[DATA UNDER STUDY — start]
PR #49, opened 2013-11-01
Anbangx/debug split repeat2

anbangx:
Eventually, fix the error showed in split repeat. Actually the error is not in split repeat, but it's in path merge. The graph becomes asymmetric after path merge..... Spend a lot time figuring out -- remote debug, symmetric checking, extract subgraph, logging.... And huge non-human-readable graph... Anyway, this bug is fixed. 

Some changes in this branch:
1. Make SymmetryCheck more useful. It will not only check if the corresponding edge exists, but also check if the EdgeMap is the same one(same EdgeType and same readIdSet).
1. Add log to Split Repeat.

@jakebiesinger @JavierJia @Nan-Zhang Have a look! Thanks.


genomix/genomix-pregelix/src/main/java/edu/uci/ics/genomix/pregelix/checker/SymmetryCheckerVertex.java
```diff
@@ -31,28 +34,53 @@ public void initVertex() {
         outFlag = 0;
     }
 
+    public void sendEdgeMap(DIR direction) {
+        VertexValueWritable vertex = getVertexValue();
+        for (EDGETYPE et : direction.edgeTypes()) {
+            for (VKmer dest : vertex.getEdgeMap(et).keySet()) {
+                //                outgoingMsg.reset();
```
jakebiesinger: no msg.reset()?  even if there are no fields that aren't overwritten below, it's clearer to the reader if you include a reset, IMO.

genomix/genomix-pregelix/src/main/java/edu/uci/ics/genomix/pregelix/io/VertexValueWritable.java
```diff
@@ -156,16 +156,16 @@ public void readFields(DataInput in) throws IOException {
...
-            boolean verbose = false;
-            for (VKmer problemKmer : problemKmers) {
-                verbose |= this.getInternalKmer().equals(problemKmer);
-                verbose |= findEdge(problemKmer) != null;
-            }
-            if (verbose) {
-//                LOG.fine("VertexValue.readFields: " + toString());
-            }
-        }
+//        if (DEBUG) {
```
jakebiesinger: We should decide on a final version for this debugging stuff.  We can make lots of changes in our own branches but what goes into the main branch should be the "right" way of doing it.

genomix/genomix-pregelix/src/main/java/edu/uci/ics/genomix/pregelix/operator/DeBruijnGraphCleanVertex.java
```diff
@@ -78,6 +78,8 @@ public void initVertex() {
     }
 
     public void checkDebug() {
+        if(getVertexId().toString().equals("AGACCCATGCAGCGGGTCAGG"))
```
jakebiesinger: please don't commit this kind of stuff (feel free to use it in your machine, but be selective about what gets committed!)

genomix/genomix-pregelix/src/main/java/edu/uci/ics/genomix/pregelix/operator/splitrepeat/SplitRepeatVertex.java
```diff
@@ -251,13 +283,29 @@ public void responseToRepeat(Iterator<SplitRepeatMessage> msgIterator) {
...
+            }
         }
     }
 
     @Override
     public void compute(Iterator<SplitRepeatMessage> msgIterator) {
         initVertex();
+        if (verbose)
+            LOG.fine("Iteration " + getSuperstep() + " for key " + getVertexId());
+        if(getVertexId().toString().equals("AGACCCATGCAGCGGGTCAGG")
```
[DATA UNDER STUDY — finish]
Copy, please, exactly the lines that start at the first line of the data and end at the line containing "Some changes in", both kept and no others.

PR #49, opened 2013-11-01
Anbangx/debug split repeat2

anbangx:
Eventually, fix the error showed in split repeat. Actually the error is not in split repeat, but it's in path merge. The graph becomes asymmetric after path merge..... Spend a lot time figuring out -- remote debug, symmetric checking, extract subgraph, logging.... And huge non-human-readable graph... Anyway, this bug is fixed. 

Some changes in this branch:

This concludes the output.